● Task goal
What follows is a block of records; restate each one word for word.

● Source records
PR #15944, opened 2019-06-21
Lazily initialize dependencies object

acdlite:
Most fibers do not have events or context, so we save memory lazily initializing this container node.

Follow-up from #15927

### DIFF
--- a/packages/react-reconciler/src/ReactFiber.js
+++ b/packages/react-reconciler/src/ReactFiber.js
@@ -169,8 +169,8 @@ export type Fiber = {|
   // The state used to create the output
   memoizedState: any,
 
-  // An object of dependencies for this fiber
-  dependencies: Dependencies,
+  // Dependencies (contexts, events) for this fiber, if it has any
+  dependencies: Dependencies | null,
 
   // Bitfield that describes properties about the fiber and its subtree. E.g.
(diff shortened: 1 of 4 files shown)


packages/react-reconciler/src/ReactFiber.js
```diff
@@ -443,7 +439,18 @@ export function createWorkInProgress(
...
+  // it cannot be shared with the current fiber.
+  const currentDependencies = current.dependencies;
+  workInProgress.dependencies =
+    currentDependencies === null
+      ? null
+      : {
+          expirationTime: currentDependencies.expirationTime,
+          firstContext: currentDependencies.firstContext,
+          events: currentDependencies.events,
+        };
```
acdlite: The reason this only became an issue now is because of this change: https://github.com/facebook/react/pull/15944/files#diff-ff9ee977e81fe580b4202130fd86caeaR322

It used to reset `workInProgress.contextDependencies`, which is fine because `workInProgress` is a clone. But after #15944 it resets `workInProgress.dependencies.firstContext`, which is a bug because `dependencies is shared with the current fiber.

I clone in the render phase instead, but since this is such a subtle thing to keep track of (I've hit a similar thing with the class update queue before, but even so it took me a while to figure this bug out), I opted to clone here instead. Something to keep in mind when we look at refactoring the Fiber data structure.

● Completed task
PR #15944, opened 2019-06-21
Lazily initialize dependencies object

acdlite:
Most fibers do not have events or context, so we save memory lazily initializing this container node.

Follow-up from #15927

### DIFF
--- a/packages/react-reconciler/src/ReactFiber.js
+++ b/packages/react-reconciler/src/ReactFiber.js
@@ -169,8 +169,8 @@ export type Fiber = {|
   // The state used to create the output
   memoizedState: any,
 
-  // An object of dependencies for this fiber
-  dependencies: Dependencies,
+  // Dependencies (contexts, events) for this fiber, if it has any
+  dependencies: Dependencies | null,
 
   // Bitfield that describes properties about the fiber and its subtree. E.g.
(diff shortened: 1 of 4 files shown)


packages/react-reconciler/src/ReactFiber.js
```diff
@@ -443,7 +439,18 @@ export function createWorkInProgress(
...
+  // it cannot be shared with the current fiber.
+  const currentDependencies = current.dependencies;
+  workInProgress.dependencies =
+    currentDependencies === null
+      ? null
+      : {
+          expirationTime: currentDependencies.expirationTime,
+          firstContext: currentDependencies.firstContext,
+          events: currentDependencies.events,
+        };
```
acdlite: The reason this only became an issue now is because of this change: https://github.com/facebook/react/pull/15944/files#diff-ff9ee977e81fe580b4202130fd86caeaR322

It used to reset `workInProgress.contextDependencies`, which is fine because `workInProgress` is a clone. But after #15944 it resets `workInProgress.dependencies.firstContext`, which is a bug because `dependencies is shared with the current fiber.

I clone in the render phase instead, but since this is such a subtle thing to keep track of (I've hit a similar thing with the class update queue before, but even so it took me a while to figure this bug out), I opted to clone here instead. Something to keep in mind when we look at refactoring the Fiber data structure.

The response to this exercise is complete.